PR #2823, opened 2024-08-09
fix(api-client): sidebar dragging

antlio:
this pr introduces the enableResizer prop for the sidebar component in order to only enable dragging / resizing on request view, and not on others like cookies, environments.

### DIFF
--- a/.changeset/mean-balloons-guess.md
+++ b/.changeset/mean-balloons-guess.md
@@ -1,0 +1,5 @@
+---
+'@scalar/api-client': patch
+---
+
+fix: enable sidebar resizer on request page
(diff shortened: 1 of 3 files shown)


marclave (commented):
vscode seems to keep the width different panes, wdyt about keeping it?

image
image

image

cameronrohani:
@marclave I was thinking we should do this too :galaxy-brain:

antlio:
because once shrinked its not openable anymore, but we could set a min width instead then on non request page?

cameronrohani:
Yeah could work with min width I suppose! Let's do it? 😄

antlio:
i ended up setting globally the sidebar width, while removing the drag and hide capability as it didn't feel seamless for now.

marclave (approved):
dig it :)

····················

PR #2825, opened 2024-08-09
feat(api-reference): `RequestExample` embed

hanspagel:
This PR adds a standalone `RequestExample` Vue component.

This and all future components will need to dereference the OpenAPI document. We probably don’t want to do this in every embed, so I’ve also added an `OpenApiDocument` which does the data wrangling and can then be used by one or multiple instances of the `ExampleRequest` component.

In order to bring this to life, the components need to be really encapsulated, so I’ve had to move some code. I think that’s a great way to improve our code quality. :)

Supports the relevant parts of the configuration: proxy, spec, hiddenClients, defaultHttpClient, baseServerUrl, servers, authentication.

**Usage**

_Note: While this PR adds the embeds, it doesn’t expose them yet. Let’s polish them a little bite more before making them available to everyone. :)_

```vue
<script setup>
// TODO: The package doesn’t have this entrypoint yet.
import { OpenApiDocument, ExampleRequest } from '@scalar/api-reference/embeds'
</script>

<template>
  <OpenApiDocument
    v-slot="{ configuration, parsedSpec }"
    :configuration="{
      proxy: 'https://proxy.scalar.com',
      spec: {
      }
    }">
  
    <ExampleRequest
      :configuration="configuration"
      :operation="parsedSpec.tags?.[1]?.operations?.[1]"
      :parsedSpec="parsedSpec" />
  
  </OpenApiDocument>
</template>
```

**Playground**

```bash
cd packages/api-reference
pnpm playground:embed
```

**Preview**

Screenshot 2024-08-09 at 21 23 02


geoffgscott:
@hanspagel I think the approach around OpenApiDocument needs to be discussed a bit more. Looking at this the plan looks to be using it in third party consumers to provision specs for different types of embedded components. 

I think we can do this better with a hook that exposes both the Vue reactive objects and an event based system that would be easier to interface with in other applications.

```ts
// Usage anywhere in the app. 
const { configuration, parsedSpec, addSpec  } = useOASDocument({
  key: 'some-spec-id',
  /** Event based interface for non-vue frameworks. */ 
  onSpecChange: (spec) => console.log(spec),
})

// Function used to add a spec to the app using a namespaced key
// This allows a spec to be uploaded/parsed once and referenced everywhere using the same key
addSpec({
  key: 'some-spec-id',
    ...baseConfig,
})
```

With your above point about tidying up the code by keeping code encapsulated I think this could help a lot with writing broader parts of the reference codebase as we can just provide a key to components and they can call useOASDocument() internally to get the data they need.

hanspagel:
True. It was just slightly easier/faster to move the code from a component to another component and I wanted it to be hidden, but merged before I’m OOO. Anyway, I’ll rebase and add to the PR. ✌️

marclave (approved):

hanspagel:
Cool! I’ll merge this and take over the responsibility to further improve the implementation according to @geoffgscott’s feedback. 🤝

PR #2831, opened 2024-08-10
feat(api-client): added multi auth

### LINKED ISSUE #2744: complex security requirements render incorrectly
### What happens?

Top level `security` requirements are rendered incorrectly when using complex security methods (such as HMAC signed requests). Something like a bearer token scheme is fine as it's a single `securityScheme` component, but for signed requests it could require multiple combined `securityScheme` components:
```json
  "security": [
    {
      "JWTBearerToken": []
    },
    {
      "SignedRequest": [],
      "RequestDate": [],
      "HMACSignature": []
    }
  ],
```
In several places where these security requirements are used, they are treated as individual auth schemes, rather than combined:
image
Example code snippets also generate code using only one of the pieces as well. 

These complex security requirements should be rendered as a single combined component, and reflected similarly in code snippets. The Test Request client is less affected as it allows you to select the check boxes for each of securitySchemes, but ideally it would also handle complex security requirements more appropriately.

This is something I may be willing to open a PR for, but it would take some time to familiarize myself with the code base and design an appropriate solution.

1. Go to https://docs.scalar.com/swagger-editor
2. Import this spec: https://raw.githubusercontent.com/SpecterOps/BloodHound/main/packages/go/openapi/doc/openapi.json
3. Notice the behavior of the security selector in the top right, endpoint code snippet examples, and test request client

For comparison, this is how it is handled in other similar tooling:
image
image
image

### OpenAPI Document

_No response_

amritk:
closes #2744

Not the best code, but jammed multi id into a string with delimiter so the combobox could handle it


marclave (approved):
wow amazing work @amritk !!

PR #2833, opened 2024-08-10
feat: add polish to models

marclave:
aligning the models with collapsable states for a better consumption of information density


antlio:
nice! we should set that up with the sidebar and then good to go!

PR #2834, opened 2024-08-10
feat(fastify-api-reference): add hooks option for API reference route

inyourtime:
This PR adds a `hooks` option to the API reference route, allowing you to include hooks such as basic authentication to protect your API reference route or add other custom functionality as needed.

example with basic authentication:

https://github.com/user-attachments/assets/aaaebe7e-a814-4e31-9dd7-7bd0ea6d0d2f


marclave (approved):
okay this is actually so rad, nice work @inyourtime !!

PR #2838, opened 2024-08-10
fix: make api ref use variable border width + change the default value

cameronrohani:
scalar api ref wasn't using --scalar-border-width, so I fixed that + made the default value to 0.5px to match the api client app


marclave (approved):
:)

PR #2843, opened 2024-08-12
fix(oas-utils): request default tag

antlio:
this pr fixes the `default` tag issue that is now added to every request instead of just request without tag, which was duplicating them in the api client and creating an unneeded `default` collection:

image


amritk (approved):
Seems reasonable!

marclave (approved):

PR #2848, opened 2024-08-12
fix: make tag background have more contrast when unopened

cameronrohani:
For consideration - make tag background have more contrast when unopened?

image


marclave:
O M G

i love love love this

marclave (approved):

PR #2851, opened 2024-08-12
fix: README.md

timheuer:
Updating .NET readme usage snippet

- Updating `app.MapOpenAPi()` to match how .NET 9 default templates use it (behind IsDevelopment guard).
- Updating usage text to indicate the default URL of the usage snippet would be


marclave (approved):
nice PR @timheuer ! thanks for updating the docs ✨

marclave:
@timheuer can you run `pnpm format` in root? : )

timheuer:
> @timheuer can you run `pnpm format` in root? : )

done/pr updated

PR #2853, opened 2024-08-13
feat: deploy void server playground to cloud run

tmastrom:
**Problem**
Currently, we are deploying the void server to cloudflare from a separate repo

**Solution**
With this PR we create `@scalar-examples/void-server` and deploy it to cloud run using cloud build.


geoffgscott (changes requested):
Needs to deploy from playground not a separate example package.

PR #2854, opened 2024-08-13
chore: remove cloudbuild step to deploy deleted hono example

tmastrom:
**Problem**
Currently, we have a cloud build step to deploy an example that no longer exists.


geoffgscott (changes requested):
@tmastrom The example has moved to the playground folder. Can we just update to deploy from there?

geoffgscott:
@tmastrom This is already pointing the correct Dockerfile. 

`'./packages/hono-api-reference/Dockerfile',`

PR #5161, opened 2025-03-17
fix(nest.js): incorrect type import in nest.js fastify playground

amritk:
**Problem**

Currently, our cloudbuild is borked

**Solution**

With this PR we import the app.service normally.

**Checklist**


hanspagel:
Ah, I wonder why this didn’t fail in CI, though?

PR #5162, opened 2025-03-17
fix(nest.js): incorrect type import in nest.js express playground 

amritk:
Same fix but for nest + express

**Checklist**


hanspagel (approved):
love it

····················

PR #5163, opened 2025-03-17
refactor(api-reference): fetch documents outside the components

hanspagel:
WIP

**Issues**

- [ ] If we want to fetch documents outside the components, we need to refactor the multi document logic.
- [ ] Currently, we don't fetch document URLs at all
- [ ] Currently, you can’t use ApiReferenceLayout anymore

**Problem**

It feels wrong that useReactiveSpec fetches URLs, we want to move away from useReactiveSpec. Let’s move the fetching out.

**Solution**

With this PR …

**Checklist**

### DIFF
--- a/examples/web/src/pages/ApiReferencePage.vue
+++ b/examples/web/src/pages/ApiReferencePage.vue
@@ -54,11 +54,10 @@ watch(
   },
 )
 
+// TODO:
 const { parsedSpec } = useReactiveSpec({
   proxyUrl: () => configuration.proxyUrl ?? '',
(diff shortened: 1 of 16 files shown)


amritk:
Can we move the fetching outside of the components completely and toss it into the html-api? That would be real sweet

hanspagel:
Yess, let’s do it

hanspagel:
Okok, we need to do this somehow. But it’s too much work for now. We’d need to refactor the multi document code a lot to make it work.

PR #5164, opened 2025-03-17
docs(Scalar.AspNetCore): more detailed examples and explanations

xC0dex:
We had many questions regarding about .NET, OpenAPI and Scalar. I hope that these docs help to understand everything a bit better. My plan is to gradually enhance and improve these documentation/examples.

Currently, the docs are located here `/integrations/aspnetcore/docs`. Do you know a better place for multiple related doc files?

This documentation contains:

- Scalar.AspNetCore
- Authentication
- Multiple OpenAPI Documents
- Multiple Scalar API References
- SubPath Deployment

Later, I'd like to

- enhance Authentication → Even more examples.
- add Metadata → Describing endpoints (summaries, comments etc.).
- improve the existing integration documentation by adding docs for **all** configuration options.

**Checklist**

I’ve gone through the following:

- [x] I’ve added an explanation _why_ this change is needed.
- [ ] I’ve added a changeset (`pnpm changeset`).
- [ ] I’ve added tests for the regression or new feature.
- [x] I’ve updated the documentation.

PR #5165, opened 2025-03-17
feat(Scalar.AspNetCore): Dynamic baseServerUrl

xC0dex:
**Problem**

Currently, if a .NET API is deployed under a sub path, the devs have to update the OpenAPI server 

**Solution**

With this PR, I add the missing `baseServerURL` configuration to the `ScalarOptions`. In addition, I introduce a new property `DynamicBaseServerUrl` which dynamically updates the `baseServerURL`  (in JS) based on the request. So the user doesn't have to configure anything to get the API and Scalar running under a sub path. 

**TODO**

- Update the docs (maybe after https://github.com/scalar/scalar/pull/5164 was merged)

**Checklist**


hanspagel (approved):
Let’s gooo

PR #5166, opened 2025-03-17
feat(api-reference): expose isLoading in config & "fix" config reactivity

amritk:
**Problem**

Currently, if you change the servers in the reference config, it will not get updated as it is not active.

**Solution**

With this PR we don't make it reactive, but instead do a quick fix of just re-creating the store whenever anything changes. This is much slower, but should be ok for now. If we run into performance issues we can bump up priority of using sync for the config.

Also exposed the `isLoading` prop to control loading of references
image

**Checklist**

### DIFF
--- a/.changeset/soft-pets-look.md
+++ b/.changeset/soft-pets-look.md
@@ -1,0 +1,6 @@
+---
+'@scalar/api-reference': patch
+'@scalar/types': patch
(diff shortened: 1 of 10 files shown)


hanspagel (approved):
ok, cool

····················

- _WHAT TO DO_
Exactly how many lines of the records hold "inyourtime"? Give the number without any words.

- _WRITTEN SOLUTION_
2